1 Raw water inlet 2 Solenoid valve 3 Constant flow valve 4 Dilution metering pump 5 Hypochlorite solution tank 6 Hypochlorite solution metering pump 7 Static mixer 8 Cation exchange tube 9 Anion exchange tube 10 Dilution water piping 11 Static mixer 12 Molecular hypochlorous acid solution outlet 13 Cation exchange liquid bypass 14 Throttle valve 15 pH meter

Claims (7)

After treating the hypochlorite solution with a hydrogen ion exchange type cation exchange resin and replacing metal ions with hydrogen ions, the treatment solution is treated with a hydroxide ion exchange type anion exchange resin, and the chlorine ions are treated with water. Method for preparing a molecular hypochlorous acid solution by substitution with acid ions A part of the solution after the treatment with the hydrogen ion exchange type cation exchange resin is not treated with the hydroxide ion exchange type anion exchange resin, and the remaining part is treated with the hydroxide ion exchange type anion exchange resin. The molecular hypochlorous acid solution according to claim 1, wherein a solution not treated with an acid ion exchange type anion exchange resin and a solution treated with the hydroxide ion exchange type anion exchange resin are mixed. how to The hypochlorite solution is treated with a hydrogen ion exchange type cation exchange resin, and the pH of the solution after replacing metal ions with hydrogen ions is 6.5 or less, 2.5 or more, A method for preparing the molecular hypochlorous acid solution according to claim 1 or 2. After treating the hypochlorite solution with a hydrogen ion exchange type cation exchange resin and replacing metal ions with hydrogen ions, the treatment solution is treated with a hydroxide ion exchange type anion exchange resin, and the chlorine ions are treated with water.
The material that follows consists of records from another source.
PR #168, opened 2021-03-19
Features/#127 add hydro biomass plants e gon2035

### LINKED ISSUE #127: Integrate hydro and biomass power plants for eGon2035
Hydro and biomass power plants will be integrated based on data from MaStR and NEP 2021. 
Existing power plants from MaStR will be scaled linear to meet target values per federal state from NEP 2021 (prox2now expansion).

ClaraBuettner:
Closes #127 
This branch adds hydro and biomass plants to the power plant table for scenario eGon2035. 
There are still some things  missing:
- deal with plants without a geometry (<30kW, only small amount of biomass and hydro is affected by this) 
- assign voltage level (MaStR Netzverknüpfungspunkte)
- assign substation (depends on voltage level)

I'm not sure if it make sense to merge it right now or if we want to wait until those steps can be integrated.

### DIFF
--- a/CHANGELOG.rst
+++ b/CHANGELOG.rst
@@ -51,6 +51,8 @@ Added
   `#101 <https://github.com/openego/eGon-data/issues/101>`_
 * Demographic change integration
   `#47 <https://github.com/openego/eGon-data/issues/47>`_
+* Add hydro and biomass power plants eGon2035
+  `#127 <https://github.com/openego/eGon-data/issues/127>`_
 
 Changed
 -------
--- a/src/egon/data/airflow/dags/pipeline.py
+++ b/src/egon/data/airflow/dags/pipeline.py
@@ -112,19 +112,6 @@ with airflow.DAG(
     )
     vg250_clean_and_prepare >> demandregio_import
 
-    # Power plant setup
-    power_plant_tables = PythonOperator(
-        task_id="create-power-plant-tables",
-        python_callable=power_plants.create_tables
-    )
-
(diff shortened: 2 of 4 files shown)


IlkaCu:
> I'm not sure if it make sense to merge it right now or if we want to wait until those steps can be integrated.

I think both ways are reasonable, but it might be a bit nicer to integrate it now and catch up on the open tasks with a fresh features-branch as soon as the additional data/methods are available.

IlkaCu:
The following error occurred while executing import-power-plants: 
```
ERROR - (psycopg2.errors.UndefinedColumn) column "sources" of relation "egon_power_plants" does not exist
LINE 1: INSERT INTO supply.egon_power_plants (id, sources, source_id...
```

ClaraBuettner:
> The following error occurred while executing import-power-plants:
> 
> ```
> ERROR - (psycopg2.errors.UndefinedColumn) column "sources" of relation "egon_power_plants" does not exist
> LINE 1: INSERT INTO supply.egon_power_plants (id, sources, source_id...
> ```

I needed to change the former table structure, so the table is there and is not re-created but the columns have changed. Should I add a line to delete the old table first?

IlkaCu:
Might be the best to prevent other to run into this error.

IlkaCu (changes requested):
I deleted the table manually and re-run the power plant part - this worked fine. 
Please don't forget to update the changelog.

IlkaCu (approved):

The method for preparing a molecular hypochlorous acid solution according to any one of claims 1 to 3, wherein the pH of the treatment liquid after substitution with acid ions is 8 or less and 4 or more. A method for preparing a molecular hypochlorous acid solution by further diluting the molecular hypochlorous acid solution obtained by the method according to claim 1 with water. 6. The method for preparing a molecular hypochlorous acid solution according to claim 1, wherein the hypochlorite is sodium hypochlorite. A molecular hypochlorous acid solution obtained by the method according to any one of claims 1 to 6.